The Supper Club Opening
Thursday, September 21, 2017
6 to 8pm
The Shelley & Donald Rubin Foundation presented Elia Alba's The Supper Club, a solo exhibition focused on racial politics and visual culture, which was on view from September 21, 2017 through January 12, 2018, at The 8th Floor. Curated by Sara Reisman, Executive and Artistic Director of The Shelley & Donald Rubin Foundation, The Supper Club was comprised of three components: an ongoing series of socially-engaged dinners, an exhibition of 60 photographic portraits of the artists who participated in the dinner conversations, and a book scheduled for publication in Spring 2019.

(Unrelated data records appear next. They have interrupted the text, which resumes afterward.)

PR #3853, opened 2016-11-06
Make new Custom Taxonomies Hierarchical by default

### LINKED ISSUE #3846: Make default for new Custom Taxonomies be Hierarchical
Currently new taxonomies are tag-like, we should use category-like for the default instead.

JoryHogeveen:
Fixes #3846

### DIFF
--- a/classes/PodsAdmin.php
+++ b/classes/PodsAdmin.php
@@ -1295,7 +1295,7 @@ class PodsAdmin {
                     'label' => __( 'Hierarchical', 'pods' ),
                     'help' => __( 'help', 'pods' ),
                     'type' => 'boolean',
-                    'default' => false,
+                    'default' => true,
                     'dependency' => true,
                     'boolean_yes_label' => ''
                 ),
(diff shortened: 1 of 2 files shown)


classes/PodsAdmin.php
```diff
@@ -1295,7 +1295,7 @@ public function admin_setup_edit_options ( $pod ) {
                     'label' => __( 'Hierarchical', 'pods' ),
                     'help' => __( 'help', 'pods' ),
                     'type' => 'boolean',
-                    'default' => false,
```
sc0ttkclark: Not just here but also in the create new pod function in PodsAPI.

sc0ttkclark:
Needs some adjustment to move forward.

classes/PodsAdmin.php
JoryHogeveen: I've put it in save_pod(). Please test this as well!

JoryHogeveen:
@sc0ttkclark should that be in save pod? I wrote it in add_pod at first but then noticed that all saves pass through the save_pod so thought this would be a better location.

sc0ttkclark:
In the future we will be moving some of the defaults from add_pod to save_pod, we can move it there at that time. I just didn't want it to get left behind with the defaults that we use in add_pod explicitly.

Issue #3580, opened 2016-06-18
Revision history for pod fields


bustapaladin:
Pretty much what these fine folk here are asking:
 https://wordpress.org/support/topic/add-revision-history-to-custom-fields?replies=2

But then for the pods plugin and the fields it creates. So if someone edits a custom field on a custom post type it tracks the changes somewhere.

Also be able to clear the history and set the limit of how much is stored ,etc..

quasel:
see https://de.wordpress.org/plugins/wp-post-meta-revisions/ maybe that's all you need ;)

bustapaladin:
Does it support custom post types?


From reading this I'm not sure: https://wordpress.org/support/topic/custom-post-types-235?replies=1

How would I now use it for pods plugin?
Like this? 
```
function add_meta_keys_to_revision( $keys ) {
    $keys[] = 'uname', 'suspision', 'other_name';
    return $keys;
}
add_filter( 'wp_post_revision_meta_keys', 'add_meta_keys_to_revision' );
```

JimSRush:
if anyone is looking for a way to achieve this, I've made a [gist](https://gist.github.com/JimSRush/4edb2dc1253d1d7b5ba1e02a6f61db56) that might help someone. Good luck!

jaycollier:
Hi @JimSRush and others on this thread.

I added the gist mentioned above to our functions.php and custom field changes are still not triggering revisions (although title, author, and excerpt do).

I have also tried these plugins, no luck:

https://wordpress.org/plugins/wp-revisions-control/

https://wordpress.org/plugins/wp-post-meta-revisions/

JimSRush:
@jaycollier I'd suggest you start by looking at what's happening in the `$_REQUEST` object - can you see your custom fields in there? They're prefixed by `pods_meta..`, so the gist may be failing at the `isset` step, where it checks to see if they're set.

Also, another thing you could try is double checking that this function is working properly, since this is the bit where it adds the list of fields to check changes against - if it's not working, it won't trigger a revision.
```
function my_revision_fields( $fields ) {
	// return the pod story type and extract the fields
	$story = pods('story');
	foreach ($story->fields as $key => $value) {
		$fields[$key] = $value['label'];
	}
	return $fields;
}
add_filter( '_wp_post_revision_fields', 'my_revision_fields' );
```

In this case, our pod name was 'story' so you'll need to change it to whatever the name of your pod is - apologies I didn't make this clear. I'll update the gist.

[...]

PR #3857, opened 2016-11-07
*Add support for Post Meta Revisions

pcfreak30:
#3580 

This integrates the plugin referenced in #3580 to automatically whitelist all fields.

### DIFF
--- a/classes/PodsInit.php
+++ b/classes/PodsInit.php
@@ -1,4 +1,5 @@
 <?php
+
 /**
  * @package Pods
  */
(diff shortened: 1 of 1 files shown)


JoryHogeveen:
Maybe add this as an advanced field option instead of enabling this for all fields by default?

pcfreak30:
I thought about that but I really did not see the benefit to it.

JoryHogeveen:
When you work with a lot of metadata a lot less is stored this way. This can be a big thing for larger sites/networks.

sc0ttkclark:
We also need to move the bulk of this code into the PodsMeta class. Will have to think about how best to lay out the field options and how to restrict it to Post-only Meta-only.

quasel:
Maybe to look at with 2.8 and the pods object stuff?

sc0ttkclark:
Will have more time for this soon, but the main challenge here is that it's so heavy to go fetch all the Pods involved. I'll have to build a better way to do this without the performance/memory hit.

PR #3876, opened 2016-12-09
Accidentally added a non-printable character to settings-tools.php

szepeviktor:
After `$api->cache_flush_pods();`


szepeviktor:
Excuse me.

PR #3907, opened 2016-12-30
css markup

Ramoonus:
force correct markup


sc0ttkclark:
Need to first verify this won't block any other PRs that change CSS (since this reformats and could force people to redo that manually)

JoryHogeveen:
Why spaces as indentation instead of tabs?

sc0ttkclark:
We can reformat that easily, preference is tab.

PR #4362, opened 2017-07-24
Optimize REST API integration code and save handling

### LINKED ISSUE #4358: REST API integration - update_callback is cool, rest_insert_$type is better
Currently all REST API fields that we allow to be updated all trigger the `update_callback` via `PodsRESTHandlers::write_handler()`. This is great, since it does what we're after, except it has to call `Pods::save()` over and over, which isn't the *right* way for our purposes.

The project began in the summer of 2012 with Elia Alba photographing a group of artists of color: David Antonio Cruz, LaToya Ruby Frazier, Las Hermanas Iglesias (Lisa and Janelle Iglesias), Lina Puerta, and Mickalene Thomas. These were followed by a series of dinner conversations that engaged fifty artists of color to "give voice" to members of Alba's artist community. There have since been 25 dinners that have explored themes like Baltimore, Race, and Identity (in honor of Freddy Gray); the 2016 shootings in Orlando and the need for sanctuary spaces; Black Female Subjectivity; Black Male Subjectivity; and Racial Subjugation in Latin American History. The series of portraits of the dinner guests, at the core of the exhibition, were inspired by Vanity Fair magazine's annual "Hollywood Issue" and feature the guests in locations and costumes that capture their unique voices, transforming their identities into iconic images.
Click here for the full press release on the exhibition.
About the Artist
Elia Alba was born in New York City. She received her BA from Hunter College in 1994 and completed the Whitney Museum of American Art Independent Study Program in 2001. Her work has been exhibited at Studio Museum in Harlem, New York; El Museo del Barrio, New York; RISD Museum, Providence; Stedelijk Museum, Amsterdam; Science Museum, London; ITAU Cultural Institute, São Paulo; Museo Nacional Centro de Arte Reina Sofía, Madrid; and the 10th Havana Biennial. Awards include Studio Museum in Harlem Artist-in-Residence program; LMCC Workspace Program; New York Foundation for the Arts Fellowship; Pollock-Krasner Foundation Grant; and Joan Mitchell Foundation Grant. Her work is in the collection of the Lowe Art Museum, Coral Galbes; El Museo del Barrio, New York; and the Smithsonian American Art Museum, Washington, DC, among others.